Bad RAG often starts with bad ingestion.

The model may be strong. The vector database may be fast. The prompt may be careful. But if the ingestion pipeline loses headings, merges unrelated pages, drops tables, strips dates, ignores permissions, or overwrites source versions, the application will retrieve weak evidence and generate weak answers.

Document ingestion is not “upload file then chunk text”.

It is a production data pipeline that transforms raw source artifacts into canonical, traceable, permission-aware, versioned knowledge elements.


1. Kaufman Framing

The target skill:

Given heterogeneous enterprise documents, build an ingestion pipeline that produces clean, structured, traceable, and reprocessable knowledge units for downstream retrieval and generation.

Decompose it into subskills.

SubskillMeaningFailure If Ignored
Source modelingKnow where documents come from and who owns themstale or unauthorized data enters the corpus
Artifact fingerprintingDetect unchanged, changed, duplicate, and deleted sourcesfull reprocessing and inconsistent indexes
ParsingConvert raw files into structured elementstext loss, table loss, broken citations
CanonicalizationNormalize documents without destroying meaningretrieval noise or evidence distortion
Metadata extractionCapture tenant, ACL, type, date, status, jurisdictionretrieval cannot filter correctly
ProvenancePreserve page, section, line, source version, and hashanswers cannot be audited
Quality gatesDetect parse loss and malformed outputbad data silently enters index
ReprocessingRebuild chunks/indexes after pipeline changesknowledge base cannot evolve safely

The first practice goal:

Build an ingestion pipeline that takes raw documents, creates canonical document elements with provenance, and emits a manifest suitable for chunking and embedding.
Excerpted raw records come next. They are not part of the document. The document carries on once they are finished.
PR #9803, opened 2025-09-26
feat(cli): Add /reset command and modify /clear command

gvking:
## TLDR

   * /clear: This command will clear all the text from your terminal 
     screen, but it will not affect your conversation history. You can 
     still scroll up to see the previous parts of your conversation.
   * /reset: This command will start a new conversation, clearing all the 
     previous messages from the chat history.

## Dive Deeper

Adds a new `/reset` command to the Gemini CLI. This command resets the chat session, providing a quick way to start a fresh conversation.

Also, modifies `/clear` to just make the command clear the screen.

This makes it easier for developers to clear their terminal when wanting to refresh the screen, and when wanting to reset the gemini session, they now have a dedicated command for that.

## Reviewer Test Plan

Running /clear, and /reset.

## Testing Matrix

|          | 🍏  | 🪟  | 🐧  |
| npm run  | ❓  | ❓  | ❓  |
| npx      | ❓  | ❓  | ❓  |
| Docker   | ❓  | ❓  | ❓  |
| Podman   | ❓  | -   | -   |
| Seatbelt | ❓  | -   | -   |

### DIFF
--- a/docs/cli/commands.md
+++ b/docs/cli/commands.md
@@ -123,7 +123,7 @@ Slash commands provide meta-level control over the CLI itself.
 - **`/privacy`**
   - **Description:** Display the Privacy Notice and allow users to select whether they consent to the collection of their data for service improvement purposes.
 
-- **`/quit`** (or **` /exit`**)
+- **`/quit`** (or **`/exit`**)
   - **Description:** Exit Gemini CLI.
 
 - **`/reset`**
--- a/docs/cli/commands.md
+++ b/docs/cli/commands.md
@@ -123,8 +123,11 @@ Slash commands provide meta-level control over the CLI itself.
 - **`/privacy`**
   - **Description:** Display the Privacy Notice and allow users to select whether they consent to the collection of their data for service improvement purposes.
 
-- **`/quit`** (or **`/exit`**)
+- **`/quit`** (or **` /exit`**)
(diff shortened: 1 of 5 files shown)


gvking:
The documentation also is not updated, with /clear saying [something](https://github.com/google-gemini/gemini-cli/blob/main/docs/cli/commands.md) that originally aligns with my new CL, but the current implementation of /clear is not what is intended.

danpalmer:
This seems like it would break existing workflows, and importantly in ways that change output and costs for those who are used to `/clear`'s current behaviour.

What about `/clear-screen` instead for clearing the screen, and leaving `/clear` as-is?

That said, what's the motivation for this? What's the use-case for clearing the screen within a Gemini session?

gvking:
Hi Dan, I think the original intention of `/clear` is reflected in the documentation

> Description: Clear the terminal screen, including the visible session history and scrollback within the CLI. The underlying session data (for history recall) might be preserved depending on the exact implementation, but the visual display is cleared.


But sure, I think maybe we could make the new command `/clear-screen` to clear the screen, and then we can update the documentation to make it more clear. Does that LGTM? 

What's the use-case for clearing the screen within a Gemini session?
> Sometimes, I, and friends included, want to clear the screen to just get a fresher slate, while still preserving my conversation history so that Gemini knows what its working on.

PR #9804, opened 2025-09-26
feat: Use PAT for gemini-cli-robot in release workflows

mattKorwel:
Updates the release workflows to use a Personal Access Token (PAT) for the gemini-cli-robot user instead of a GitHub App. This ensures that pull requests are created by the correct user and pass CLA checks.


scripts/releasing/create-patch-pr.js
```diff
@@ -214,7 +214,9 @@ The commit has been created with conflict markers for easier manual resolution.
   }
 
   const prCommand = `gh pr create --base ${releaseBranch} --head ${hotfixBranch} --title "${prTitle}" --body "${prBody}"`;
-  run(prCommand, dryRun);
+  run(prCommand, dryRun, {
+    env: { GH_TOKEN: process.env.GEMINI_CLI_ROBOT_GITHUB_PAT },
+  });
```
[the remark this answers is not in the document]
mattKorwel:
```suggestion
  // Temporarily set the environment variable for the gh command.
  process.env.GH_TOKEN = process.env.GEMINI_CLI_ROBOT_GITHUB_PAT;
  run(prCommand, dryRun);
  // Unset the environment variable to avoid side effects.
  delete process.env.GH_TOKEN;
```

scidomino (approved):

package.json
```diff
@@ -113,7 +113,8 @@
     "wrap-ansi": "9.0.2",
     "cliui": {
       "wrap-ansi": "7.0.0"
-    }
+    },
+    "ansi-regex": "6.2.2"
```
richieforeman: This is a wee bit sus. Is this expected?  AFAIK, one of these ANSI packages was pwned.  Can we assert that this is the correct version?

As a tangent, this specific update seems a little out-of-scope of the current description, but I yield to you for discretion.

.github/workflows/release-promote.yml
```diff
@@ -320,8 +320,7 @@ jobs:
           branch-name: '${{ steps.release_branch.outputs.BRANCH_NAME }}'
           pr-title: 'chore(release): bump version to ${{ needs.calculate-versions.outputs.NEXT_NIGHTLY_VERSION }}'
           pr-body: 'Automated version bump to prepare for the next nightly release.'
-          app-id: '${{ secrets.APP_ID }}'
-          private-key: '${{ secrets.PRIVATE_KEY }}'
+          github-token: '${{ secrets.GEMINI_CLI_ROBOT_GITHUB_PAT }}'
```
richieforeman, line 323: Sanity check: I'm reading about Github PAT tokens and it seems that they can be scoped to specific ACLs and rights.  Just confirming that the ACLs here are tuned for "goldilocks just right", and that we don't have excessive permissions here.

As a tangent, once we stabilize changes on all of this release pipeline stuffs, I think we should join forces and write up some docs around all this stuff.  I feel like we both have a little bit of knowledge that will got lost in the sands of time if we don't jot it down.  I'm absolutely happy to participate

.github/workflows/release-patch-1-create-pr.yml
```diff
@@ -72,7 +63,7 @@ jobs:
         id: 'create_patch'
         env:
           GITHUB_TOKEN: '${{ secrets.GITHUB_TOKEN }}'
-          GH_TOKEN: '${{ steps.generate_token.outputs.token }}'
+          GH_TOKEN: '${{ secrets.GEMINI_CLI_ROBOT_GITHUB_PAT }}'
```
richieforeman, line 66: GITHUB_TOKEN and GH_TOKEN are way too close for me.

It's giving me this meme vibes:

Image

I'd much prefer if this was named `GITHUB_ROBOT_PAT_TOKEN` or something (I don't feel strongly on the specifics of name, but I think we need to be stupidly obviously clear/verbose what this is).

richieforeman: or even `GEMINI_ROBOT_GITHUB_TOKEN` or something.  I'm open, but it needs to be longer and disambiguated from `GITHUB_TOKEN` in a significant way.

richieforeman: Pardon my ignorance here, I'm now realizing that `GH_TOKEN` is potentially read by the `gh` app and it needs to be named this way?  If we're passing that in there, do we even need to pass the `GITHUB_TOKEN`?  Maybe we can remove that?  It's just tripping my spidey sense that both are here in this scope.

richieforeman: I'm reading on and it looks like you unfortunately need to provide both in this context in order for it to work. I defer to you for final here, and recognize that I learned something.  Sorry to litter this CL with a bucket of comments.

package.json
mattKorwel: I went ahead and broke this out into a separate pr https://github.com/google-gemini/gemini-cli/pull/9964

.github/workflows/release-patch-1-create-pr.yml
mattKorwel: #nailed it. This was a good call out, if not predetermined for us changing the variable names would make a lot of sense. as you discovered this is how it has to be.

.github/workflows/release-promote.yml
mattKorwel: yep, locked down to bare minimum. 

👍

bdmorgan (approved):

PR #9941, opened 2025-09-26
feat(ci): Improved docker push flow.

richieforeman:
Use native docker buildx actions to build and push the docker container. I think this is better than the Javascript script version.

REQUESTING APPROVAL HERE so I can `gh run` this in isolation before I try to hook it up to the release process.


mattKorwel (changes requested):
Send me a message and we'll follow up.

PR #9972, opened 2025-09-26
fix(ui): stop truncating output from the model rendered in <static>

### LINKED ISSUE #3396: ... First <x> lines hidden... make code review in terminal problematic
### What happened?

Some code is being hidden, this is not good for code review purposes, it's nice to be able to walk in sync with the AI to see what it's doing, saves a lot of file openings... I can just read the text in the terminal and follow along.

Unfortunately when files or work done gets big gemini cli seems to hide lines of text... this is not so good, maybe there is a way to disable this behaviour ?!

I could miss essential lines where maybe something bad happened, see screenshot. (For example, the AI didn't do a complete implementation and inserted some TODOs, or there were other issues... like missing types/context).

Image

I want to see all lines, all work done by the AI.

I would at least like to see a little hint message how to expand the entire view for at least that particular file and expand it to see all lines of code with some kind of key combo.

For example, control-e for expand and control-shift-e for collapse, and control-a for expand all and control-shift-a to collapse all.

With collapse all I kinda mean 'reduce' so that it shows ... x lines hidden... again so that at least some content is still visible.

### Client information

<latest, busy>

### Login information

_No response_

_No response_

jacob314:
## TLDR

User's couldn't see the full model responses in <Static> requiring annoying workarounds like asking the model to write to temp files.
For other cases, users could use ctrl-S to see the full contents of a diff using ctrl-S before approving.

## Dive Deeper

Change so we have a separate setting for the length we should truncate HistoryItems at if they are from Gemini instead of from shell scripts. We still want to do some truncation of shell script output in the <Static> history as it could be unbounded in size. 

## Reviewer Test Plan

Run the following prompt to get Gemini to output a code block that would previously be truncated:
Read @packages/cli/src/gemini.tsx and add the comment // hello world before each method while writing the content directly into this chat

Verify the output was previously truncated and is not now.

Ask Gemini CLI to run a shell script (e.g. print 10000 lines to stdout using echo) and verify that output is truncated.

## Linked issues / bugs

- Fixes #3396


packages/cli/src/ui/components/PermissionsModifyTrustDialog.test.tsx
```diff
@@ -40,10 +39,6 @@ vi.mock('../../config/trustedFolders.js', () => ({
   },
 }));
 
-vi.mock('../contexts/SettingsContext.js', () => ({
```
jacob314, line 43: cleaned up mocking of Settings

packages/cli/src/ui/utils/MarkdownDisplay.test.tsx
```diff
@@ -4,12 +4,11 @@
  * SPDX-License-Identifier: Apache-2.0
  */
 
-import { render } from 'ink-testing-library';
 import { describe, it, expect, vi, beforeEach } from 'vitest';
 import { MarkdownDisplay } from './MarkdownDisplay.js';
 import { LoadedSettings } from '../../config/settings.js';
-import { SettingsContext } from '../contexts/SettingsContext.js';
 import { EOL } from 'node:os';
+import { renderWithProviders } from '../../test-utils/render.js';
```
jacob314, line 11: moved this to the standard mock with providers

packages/cli/src/ui/components/HistoryItemDisplay.test.tsx
```diff
@@ -190,4 +190,84 @@ describe('<HistoryItemDisplay />', () => {
       'echo "\\u001b[31mhello\\u001b[0m"',
     );
   });
+
+  const longCode =
```
jacob314, line 194: only non-mechanical test changes

packages/cli/src/ui/components/HistoryItemDisplay.tsx
```diff
@@ -36,6 +36,7 @@ interface HistoryItemDisplayProps {
   commands?: readonly SlashCommand[];
   activeShellPtyId?: number | null;
   embeddedShellFocused?: boolean;
+  availableTerminalHeightGemini?: number;
```
abhipatel12, line 39: nit: Should we add a max for any abnormally large output that could cause issues?

abhipatel12 (approved):
LGTM, just a question about a defensive max

packages/cli/src/ui/components/HistoryItemDisplay.tsx
jacob314: fair enough. Changed to 64K after discussion. Don't think this should trigger unless there are bugs but reasonable not to allow it to be infinite.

2. Ingestion Is a Pipeline, Not a Function

A production ingestion pipeline has stages.

Each stage should be independently observable and retryable.

If a parser fails, you should not lose the fetched artifact. If metadata extraction fails, you should not silently index the document as public. If chunking changes, you should not refetch every source artifact unnecessarily.


3. Source Artifact vs Canonical Document

Separate the raw artifact from the parsed/canonical representation.

ConceptMeaningExample
Source artifactraw file or source recordPDF, DOCX, HTML page, email, scanned image
Source metadatametadata from origin systemURL, owner, updated_at, ACL, case id
Artifact versionimmutable fetched snapshothash + timestamp + storage URI
Canonical documentnormalized representationtitle, sections, elements, tables
Document elementtyped piece of contentheading, paragraph, list item, table, figure
Chunk candidateretrieval-oriented unitsection group, paragraph group, table summary

Do not overwrite raw artifacts. Store immutable versions.

A raw artifact is evidence. A canonical document is your interpretation of that evidence.


4. Data Model

A useful ingestion model starts with explicit document versions.

from datetime import datetime
from enum import StrEnum
from typing import Any
from pydantic import BaseModel, Field


class ElementType(StrEnum):
    TITLE = "title"
    HEADING = "heading"
    PARAGRAPH = "paragraph"
    LIST_ITEM = "list_item"
    TABLE = "table"
    IMAGE = "image"
    FOOTNOTE = "footnote"
    HEADER = "header"
    FOOTER = "footer"


class SourceArtifact(BaseModel):
    artifact_id: str
    tenant_id: str
    source_system: str
    source_uri: str
    source_updated_at: datetime | None = None
    content_type: str
    binary_sha256: str
    storage_uri: str
    fetched_at: datetime
    metadata: dict[str, Any] = Field(default_factory=dict)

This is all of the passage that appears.